═══ Records to process

PR #517, opened 2016-10-17
Compute iterated function systems

gagern:
Building on #514 this is a first shot at IFS done the Cinderella way: continuosly apply transformations to a point and draw the pixel at the resulting position. To keep the browser responsive, the computation is performed in a worker thread. I've done a bit of tight loop optimization here: I'm only dealing with the case of real matrices (since I assume that for complex transformation matrices, the resulting points would mostly be complex, so we shouldn't draw those). The code to do the bit manipulation is written in C++ and compiled to JavaScript (and indeed asm.js for browsers who optimized for that) using emscripten. I've added the transpiled version so we don't depend on emscripten as part of our build process.

Screenshot

There are a couple of things I'd like to discuss and / or investigate before I'm happy with this.
- [x] Currently this only supports Möbius transformations. Projective ones are implemented in the C++ code but not handled in the other part of the worker yet. Easy to add.
- [x] I think I'm creating premultiplied colors, but I haven't yet found a way to tell this to the `createImageBitmap` function or `ImageData` constructor. So perhaps I have to try to generate non-premultiplied color values.
- [x] There is a sign flip in the _y_ coordinate and I don't know where that's coming from. At some point I thought it was a difference in the _y_ orientation convention in GL Textures vs. 2d contexts, but that would swap [0,h] with [h,0], not turn [0,h] into [0,-h]. Strange.
- [ ] There are a number of constants which might need some tweaking. The number of points discaded for warmup, the number of pixels between subsequent images, the suprsampling factor, the color composition alpha value. Should experiment those at some point.
- [ ] Perhaps we should even auto-tune the number of points between frames to optimize for CPU performance. So that on mobile devices we still get reasonable update rates even if there are fewer pixels added between consecutive frames.
- [x] The Cinderella export had to be extended to export the colors and probabilities. And I'm not sure I like the format. Perhaps it would be better to have two arrays `colors` and `probs` instead of _n_ values of the style `ifs.color0` or `ifs.prob1`. The dots in there are a bit ugly, too.
- [x] This doesn't work on Safari yet. At least not the Safari 9.1.3 I have here. It complains about missing `Uint8ClampedArray.fill` which is easy to work around (at some performance hit), but then it complains about lack of a `createImageBitmap` function which is probably a showstopper here.


montaga:
This is a beautiful push request. Both from the result and a technical point of view!
I did not find time to understand how everything is working.
Maybe, it is not to much effort to implement option to have multiple IFS workers running at the same time, (in order to track different orbits, they should be initialized with different seeds) and displaying an overlay of all the generated images. Most modern devices where CindyJS runs will have multiple cores that could be used in parallel.

gagern:
@montaga: The example included in this PR *already* contains two IFS using different probabilities, which are being handled by two concurrent workers. So far this appears to work as intended. *Not* using multiple concurrent workers would in fact be more difficult, because as it is each worker can simply use some global variables to maintain its state.

But I guess you meant running multiple workers for the same IFS, right? My main concern is that prople might not agree with a random web page using up several of their CPU cores, particularly since I doubt we can get the actual number of available cores from within JavaScript. Having three concurrent workers plus the GUI thread on a two-core device would be a serious responsiveness killer. So it's an interesting idea but not uncontroversial I guess.

gagern:
I'm no longer sure it's a good idea to have separate workers for separate IFS. At least in the Necklace example, where they render to the same parts of the canvas, this causes one of them to be in front of the other, while in Cinderella they both get a chance to render to the same area in an interleaved fashion.

I noticed that [Firefox has a bug](https://bugzilla.mozilla.org/show_bug.cgi?id=1271504) which causes it to perform alpha premultiplication repeatedly, thus dimming the IFS if it gets drawn more than once. That is a problem while the user moves the mouse, or if there is more than one IFS in the current multi-worker setup, or if there is an animation… I wonder whether we should try to detect this problem and work around it somehow. We can't use the Safari workaround for this, though, since [Firefox can't transfer buffers which are linked into asm.js code](https://bugzilla.mozilla.org/show_bug.cgi?id=1312139). I had a fun evening isolating these bugs…

gagern:
Firefox also appears to have a memory leak somewhere. At least my Firefox on linux is eating up memory *real fast* while running the necklace example. I just reported [yet another Firefox bug](https://bugzilla.mozilla.org/show_bug.cgi?id=1312148) about this.

elkins0:
See [Functions and classes available to Web Workers](https://developer.mozilla.org/en-US/docs/Web/API/Web_Workers_API/Functions_and_classes_available_to_workers).
Under APIs available in workers, `ImageData` is supported in FireFox since version 25 however there is no support shown for IE, Blink (Chrome and Opera) or WebKit (Safari). I can confirm `ImageData` does not work in the latest IE in Windows 10 when called from `worker.js`:
```
SCRIPT0: Object doesn't support this action
ifs.js (85,1)
```
And for FireFox with NoScript running the worker script is not allowed:
```
SecurityError: Failed to load worker script at "http://localhost:8000/ifs.js" (unknown)
```

gagern:
[The WHATWG living standard](https://html.spec.whatwg.org/multipage/scripting.html#imagedata) marks `ImageData` as exposed in both window and worker contexts, but I guess it's not implemented like this in all browsers yet. Lack of `ImageData` object in the worker is something I should be able to work around, but if it's absent in the worker, it's perhaps absent in the main thread as well. I somehow doubt I'll get all of this working on IE, and would consider requiring Edge to be a valid approach for such widgets.

Not sure what to do about the NoScript scenario. Perhaps I can somehow work out whether that's the likely cause, and if so, ask users to disable NoScript if they want to view this content. I might also be able to fall back to main-thread rendering, but I'd rather avoid that.

elkins0:
OK—the example `156_Necklace4.html` can be made to work in both Edge and Firefox browsers on a Windows 10 system. Copy `156_Necklace4.html` to `build\js` and  change it to the reference `Cindy.js` in the same directory:
```html
24   -    <script type="text/javascript" src="../build/js/Cindy.js"></script>
24   +    <script type="text/javascript" src="Cindy.js"></script>  
```
`Cindy.js` was also changed to reference `ifs.js` with no path:
```javascript
2829 -    var worker = ifs.worker = new Worker(baseDir + "ifs.js");
2829 +    var worker = ifs.worker = new Worker("ifs.js");
```
The resulting generated image matches the one shown in the initial description above.

The latest version of IE in Windows 10 using the same files still reports (only to the console log) :
```
SCRIPT0: Object doesn't support this action
ifs.js (85,1)
```

gagern:
Is the same directory a requirement when serving from a `file:` URI, or also when using the local development HTTP server?

elkins0:
That was for `file:` URI. I just tried it using `http://localhost:8000/156_Necklace4.html` and that also works for Edge and Firefox but not IE. Using only:
```
CD build\js
python.exe -m SimpleHTTPServer 8000
```

gagern:
Note that the [README](https://github.com/CindyJS/CindyJS/blob/master/README.md#examples) already suggests a way to start a simple HTTP server: `npm_modules/.bin/st -l -nc`. And I guess I should add `node make live` to that, as it provides a local server as well. Although the Python command looks reasonably simple, so use whatever you are comfortable with.

gagern:
While there is certainly room for improvements, I think this can be merged now that the data format is as we'd like it to be and the sign error fixed.

gagern:
Note that this branch builds on #580 so reviewing and merging that first might make sense.

montaga:
I am not sure whether this is the best place here, but the Cinderella export has not been adapted accordingly in the recent version. Both https://cdyconvert.cinderella.de/ and my local version (2.9 build 1835) do not export the color and prob arguments for each transformation yet.

montaga:
Within *Chromium* 56 the following example is eating up a lot of my memory:
[SticklerIFS.html.txt](https://github.com/CindyJS/CindyJS/files/871912/SticklerIFS.html.txt)
screenshot from 2017-03-27 11-25-42
Sometimes it might even crash my system. Within the included examples `157_IFS2sim.html` or `156_Necklace4.html` qualitatively similar behavior occurs, but in smaller magnitude. (i.e. they never crashed my system).
If I force to use the Firefox-workaround also for Chromium (by adding a `ff = true;` in `/src/js/ifs/worker.js`) , the memory behavior becomes much better:
screenshot from 2017-03-27 11-34-15

gagern:
The Cinderella export is still not merged into beta, see !160 there.

Chromium eating memory like this is likely an indication of a bug there. I will try to see whether I can reproduce, create a minimal reproducing example and file a bug for this.

gagern:
Filed [Chromium bug \#705718](https://bugs.chromium.org/p/chromium/issues/detail?id=705718) to track this. I guess I should enable the `ff` workaround by default for now, and hope that one day all of these issues get resolved and we can start transferring images instead of byte arrays.

montaga:
Now the bugs are fixed. I have tested the IFS-functionality in recent versions of Safari, Firefox, Chrome and Chromium and the memory consumption does not explode anymore :+1:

══════

## Activity
Send back exactly, with nothing added, the lines from the first line of the material above through the line holding "- [x] I think"; both ends are included.

## Response to the task
PR #517, opened 2016-10-17
Compute iterated function systems

gagern:
Building on #514 this is a first shot at IFS done the Cinderella way: continuosly apply transformations to a point and draw the pixel at the resulting position. To keep the browser responsive, the computation is performed in a worker thread. I've done a bit of tight loop optimization here: I'm only dealing with the case of real matrices (since I assume that for complex transformation matrices, the resulting points would mostly be complex, so we shouldn't draw those). The code to do the bit manipulation is written in C++ and compiled to JavaScript (and indeed asm.js for browsers who optimized for that) using emscripten. I've added the transpiled version so we don't depend on emscripten as part of our build process.

Screenshot

There are a couple of things I'd like to discuss and / or investigate before I'm happy with this.
- [x] Currently this only supports Möbius transformations. Projective ones are implemented in the C++ code but not handled in the other part of the worker yet. Easy to add.
- [x] I think I'm creating premultiplied colors, but I haven't yet found a way to tell this to the `createImageBitmap` function or `ImageData` constructor. So perhaps I have to try to generate non-premultiplied color values.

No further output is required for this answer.